__What the task requires__.
Extract the full set of records, then give each one again exactly.

__Material for the task__.

+++++

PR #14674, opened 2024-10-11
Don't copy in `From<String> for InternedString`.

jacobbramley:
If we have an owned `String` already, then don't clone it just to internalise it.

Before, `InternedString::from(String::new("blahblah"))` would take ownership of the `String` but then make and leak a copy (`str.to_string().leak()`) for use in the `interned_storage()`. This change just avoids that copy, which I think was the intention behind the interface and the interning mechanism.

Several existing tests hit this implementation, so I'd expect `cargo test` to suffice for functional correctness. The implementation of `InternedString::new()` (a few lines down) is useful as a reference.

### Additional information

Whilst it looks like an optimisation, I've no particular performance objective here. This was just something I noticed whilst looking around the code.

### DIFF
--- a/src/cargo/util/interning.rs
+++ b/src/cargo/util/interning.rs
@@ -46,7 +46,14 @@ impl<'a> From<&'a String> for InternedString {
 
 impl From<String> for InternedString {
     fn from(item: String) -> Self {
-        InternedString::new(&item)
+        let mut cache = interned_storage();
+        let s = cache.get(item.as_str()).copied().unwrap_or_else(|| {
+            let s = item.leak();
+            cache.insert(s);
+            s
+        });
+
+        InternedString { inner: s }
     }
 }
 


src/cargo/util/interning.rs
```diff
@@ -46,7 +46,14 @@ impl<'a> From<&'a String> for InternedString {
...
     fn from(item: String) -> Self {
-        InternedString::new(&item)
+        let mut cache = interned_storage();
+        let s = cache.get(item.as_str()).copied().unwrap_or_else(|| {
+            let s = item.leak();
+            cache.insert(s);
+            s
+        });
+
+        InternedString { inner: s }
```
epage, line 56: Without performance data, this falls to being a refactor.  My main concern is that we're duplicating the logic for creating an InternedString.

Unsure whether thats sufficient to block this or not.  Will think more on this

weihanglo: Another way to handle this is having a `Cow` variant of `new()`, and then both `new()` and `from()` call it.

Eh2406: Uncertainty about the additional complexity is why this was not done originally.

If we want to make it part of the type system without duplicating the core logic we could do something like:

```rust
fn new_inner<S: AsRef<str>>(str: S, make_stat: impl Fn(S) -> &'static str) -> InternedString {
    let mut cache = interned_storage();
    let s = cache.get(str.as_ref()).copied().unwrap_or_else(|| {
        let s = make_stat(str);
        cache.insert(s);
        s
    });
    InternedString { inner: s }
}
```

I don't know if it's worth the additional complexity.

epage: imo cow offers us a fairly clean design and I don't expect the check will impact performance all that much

+++++

__Your solution__.
PR #14674, opened 2024-10-11
Don't copy in `From<String> for InternedString`.

jacobbramley:
If we have an owned `String` already, then don't clone it just to internalise it.

Before, `InternedString::from(String::new("blahblah"))` would take ownership of the `String` but then make and leak a copy (`str.to_string().leak()`) for use in the `interned_storage()`. This change just avoids that copy, which I think was the intention behind the interface and the interning mechanism.

Several existing tests hit this implementation, so I'd expect `cargo test` to suffice for functional correctness. The implementation of `InternedString::new()` (a few lines down) is useful as a reference.

### Additional information

Whilst it looks like an optimisation, I've no particular performance objective here. This was just something I noticed whilst looking around the code.

### DIFF
--- a/src/cargo/util/interning.rs
+++ b/src/cargo/util/interning.rs
@@ -46,7 +46,14 @@ impl<'a> From<&'a String> for InternedString {
 
 impl From<String> for InternedString {
     fn from(item: String) -> Self {
-        InternedString::new(&item)
+        let mut cache = interned_storage();
+        let s = cache.get(item.as_str()).copied().unwrap_or_else(|| {
+            let s = item.leak();
+            cache.insert(s);
+            s
+        });
+
+        InternedString { inner: s }
     }
 }
 


src/cargo/util/interning.rs
```diff
@@ -46,7 +46,14 @@ impl<'a> From<&'a String> for InternedString {
...
     fn from(item: String) -> Self {
-        InternedString::new(&item)
+        let mut cache = interned_storage();
+        let s = cache.get(item.as_str()).copied().unwrap_or_else(|| {
+            let s = item.leak();
+            cache.insert(s);
+            s
+        });
+
+        InternedString { inner: s }
```
epage, line 56: Without performance data, this falls to being a refactor.  My main concern is that we're duplicating the logic for creating an InternedString.

Unsure whether thats sufficient to block this or not.  Will think more on this

weihanglo: Another way to handle this is having a `Cow` variant of `new()`, and then both `new()` and `from()` call it.

Eh2406: Uncertainty about the additional complexity is why this was not done originally.

If we want to make it part of the type system without duplicating the core logic we could do something like:

```rust
fn new_inner<S: AsRef<str>>(str: S, make_stat: impl Fn(S) -> &'static str) -> InternedString {
    let mut cache = interned_storage();
    let s = cache.get(str.as_ref()).copied().unwrap_or_else(|| {
        let s = make_stat(str);
        cache.insert(s);
        s
    });
    InternedString { inner: s }
}
```

I don't know if it's worth the additional complexity.

epage: imo cow offers us a fairly clean design and I don't expect the check will impact performance all that much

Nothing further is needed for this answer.